5. Remember: Brown Rice Isn’t Just For Vegans.

Make the switch from white rice to brown. The consistency is a bit different, but you’ll get a hearty helping of grains to pair with other food on your plate. Plus, the fiber keeps the trains moving on time.

6. Find Better Ways to Satisfy Your Sweet Tooth.

For sugary cravings, Miner suggests fruit, dark chocolate (most are vegan), sorbets and nondairy (often soy) ice creams, which can be found in grocery stores. (Here’s a Grist article on some products on the market.)

Miner advises that you give yourself at least a month to adapt to a veganized diet. He says a week (such as Winfrey’s challenge) is not enough time to develop good habits or a routine.

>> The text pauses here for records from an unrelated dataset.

PR #14719, opened 2026-02-06
fix(orchestration): continueOnPermanentFailure when timeout

carlos-r-l-rodrigues:
**What**
Fixes the behavior of `continueOnPermanentFailure` when the step times out


riqwan (approved):
nice, that fixes it! 🎉

PR #14728, opened 2026-02-09
fix(product): avoid loading all variants on scalar variant updates

### LINKED ISSUE #14727: [Bug]: Variant updates still slow for products with many variants (fix from #14150 not applied to variant path)
### Package.json file

```JSON
{
  "@medusajs/medusa": "2.13.1",
  "@medusajs/framework": "2.13.1",
  "@mikro-orm/core": "6.4.16"
}
```

### Node.js version

v22.17.1

### Database and its version

PostgreSQL 16 (AWS RDS)

Ubuntu 22.04

### Browser name

_No response_

### What happened?

PR #14150 fixed product update performance by switching MikroORM's query strategy. However, **variant updates are still extremely slow** for products with many variants.

We instrumented the variant update flow and found **two bottlenecks**:

#### Bottleneck 1: `refetchEntity` after variant update (the main issue)

The variant POST route refetches the full product using `retrieveProductQueryConfig`, which includes `*variants`, `*variants.prices`, `variants.prices.price_rules.*`, `*variants.options`, and `*sales_channels`.

Profiling on a product with 414 variants:

| Operation | Time |
|---|---|
| `updateProductVariantsWorkflow` (entire workflow) | **3.5s** |
| `refetchEntity` with full product config (36 fields) | **11min 51s** |
| Total POST response | **11min 54s** |

The admin dashboard already fetches variants separately via GET requests using `fields=-variants`. The POST response doesn't need all variant data.

#### Bottleneck 2: `updateVariants_()` loads all sibling variants

`updateVariants_()` unconditionally loads all sibling variants with options for the `checkIfVariantWithOptionsAlreadyExists` validation, even when options aren't being changed. The admin UI always sends options in the payload (even unchanged), but the check is only needed when options actually differ.

### Reproduction

Dataset: 636 products, 26,028 total variants (max 666 per product).

```bash
# Product update: fast after #14150 ✅
curl -X POST /admin/products/{id} -d '{"title": "Updated"}'
# ~100ms

# Variant update: still hangs ❌
curl -X POST /admin/products/{id}/variants/{variant_id} -d '{"title": "Updated"}'
# 11+ minutes
```

### Expected behavior

Variant updates should complete in under 5 seconds regardless of sibling variant count.

### Actual behavior

Variant updates take 10+ minutes due to the post-workflow `refetchEntity` loading all variants with prices and options.

avonian:
## What

Fixes mutation response performance for products with many variants (400+). 

### The problem

Multiple product sub-resource mutation routes (variant CRUD, option CRUD) use `retrieveProductQueryConfig` for the post-mutation `refetchEntity` call. This config includes `*variants`, `*variants.prices`, `variants.prices.price_rules.*`, `*variants.options` — loading ALL variants with all their prices, rules, and options after a single sub-resource change.

**Profiling results** on a product with 414 variants:

| Operation | Time |
|---|---|
| `updateProductVariantsWorkflow` | **3.5s** |
| `refetchEntity` with full product config | **11min 51s** |
| Total POST response | **11min 54s** |

The admin dashboard already fetches variants separately via GET requests (using `fields=-variants`). The mutation responses don't need to include all variant data.

### The fix

**1. Lean product query config for sub-resource mutations**

Added `retrieveProductWithoutVariantsQueryConfig` that filters out `*variants` and `variants.*` fields. Applied to these middleware configs:

- `POST /admin/products/:id/variants` (create variant)
- `POST /admin/products/:id/variants/:variant_id` (update variant)
- `DELETE /admin/products/:id/variants/:variant_id` (delete variant)
- `POST /admin/products/:id/options` (create option)
- `POST /admin/products/:id/options/:option_id` (update option)
- `DELETE /admin/products/:id/options/:option_id` (delete option)

**2. Conditional allVariants loading in `updateVariants_`**

`updateVariants_()` unconditionally loads all sibling variants with options for the `checkIfVariantWithOptionsAlreadyExists` validation, even when options aren't being updated. Moved the query inside the conditional so it only runs when options are present in the update payload.

## Files changed

- `packages/medusa/src/api/admin/products/query-config.ts` — add lean product config
- `packages/medusa/src/api/admin/products/middlewares.ts` — use lean config for 6 sub-resource routes
- `packages/modules/product/src/services/product-module-service.ts` — conditional allVariants loading

## Impact

- Sub-resource mutations no longer refetch all variants with prices
- No behavior change for product-level GET/POST/DELETE routes
- No behavior change for variant creation or option-changing updates in the service layer
- Follow-up to #14150 which fixed product update performance

Fixes #14727

### DIFF
--- a/packages/medusa/src/api/admin/products/middlewares.ts
+++ b/packages/medusa/src/api/admin/products/middlewares.ts
@@ -231,7 +231,7 @@ export const adminProductRoutesMiddlewares: MiddlewareRoute[] = [
       validateAndTransformBody(AdminCreateProductVariant),
       validateAndTransformQuery(
         AdminGetProductParams,
-        QueryConfig.retrieveProductQueryConfig
+        QueryConfig.retrieveProductWithoutVariantsQueryConfig
       ),
     ],
     policies: [
@@ -301,7 +301,7 @@ export const adminProductRoutesMiddlewares: MiddlewareRoute[] = [
       validateAndTransformBody(AdminUpdateProductVariant),
       validateAndTransformQuery(
         AdminGetProductParams,
-        QueryConfig.retrieveProductQueryConfig
+        QueryConfig.retrieveProductWithoutVariantsQueryConfig
       ),
     ],
   },
@@ -311,7 +311,7 @@ export const adminProductRoutesMiddlewares: MiddlewareRoute[] = [
     middlewares: [
       validateAndTransformQuery(
         AdminGetProductParams,
-        QueryConfig.retrieveProductQueryConfig
+        QueryConfig.retrieveProductWithoutVariantsQueryConfig
       ),
     ],
     policies: [
@@ -351,7 +351,7 @@ export const adminProductRoutesMiddlewares: MiddlewareRoute[] = [
       validateAndTransformBody(AdminCreateProductOption),
       validateAndTransformQuery(
         AdminGetProductParams,
-        QueryConfig.retrieveProductQueryConfig
+        QueryConfig.retrieveProductWithoutVariantsQueryConfig
       ),
     ],
   },
@@ -362,7 +362,7 @@ export const adminProductRoutesMiddlewares: MiddlewareRoute[] = [
       validateAndTransformBody(AdminUpdateProductOption),
       validateAndTransformQuery(
         AdminGetProductParams,
-        QueryConfig.retrieveProductQueryConfig
+        QueryConfig.retrieveProductWithoutVariantsQueryConfig
       ),
     ],
   },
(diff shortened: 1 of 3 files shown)


flatplanetpl:
Thanks for tackling this. The perf motivation is solid, but I see two problems with the current approach.

1. `retrieveProductWithoutVariantsQueryConfig` changes the default response shape of six mutation routes (`POST/DELETE` variant + option routes). Existing integration tests and SDK examples still assume these mutation responses expose `product.variants` by default, so this is a contract change, not just an internal optimization.

2. The `updateVariants_()` optimization still keys off the presence of `options`, but the Admin dashboard edit flow always includes `options` in the payload. In practice that means the sibling-variant query still runs for the main Admin UI path described in the issue.

I think the safer fix would be:
- keep the API defaults unchanged,
- move the lean response to Dashboard callers only, since those hooks invalidate caches and do not depend on the mutation payload,
- compare submitted option values with the current variant options before loading all siblings,
- add regression coverage for both the default response shape and the dashboard-style scalar update path.

So I would not merge this as-is, but I do think the issue is real and worth fixing with a narrower change surface.

avonian:
> This PR is stale because it has been open 60 days with no activity. Remove stale label or comment or this will be closed in 5 days.

will try to get back to this asap give me a few days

“If you’re used to eating a lot of salt and sugar in your food, your taste buds might struggle a bit,” he says. “Things might not taste as ‘good’ at first, and your system might need to adjust to processing that extra fiber.”

Los Angeles resident Nancy Henriksen is slowly opting for more vegan choices in her diet because of high cholesterol -- mostly due to dairy products. Henriksen’s adjustments include replacing cow’s milk with soy or rice milk in her cereal and substituting butter with a low-cholesterol dairy-free option such as Smart Balance spread. The substitutes may not taste exactly the same, but she welcomes the changes.

“It forces me to think of new ways to fill the void,” says Henriksen, 45. “It just takes time to get used to. If you were raised on [these foods], you wouldn’t think twice about it. Soon, you just end up preferring it.”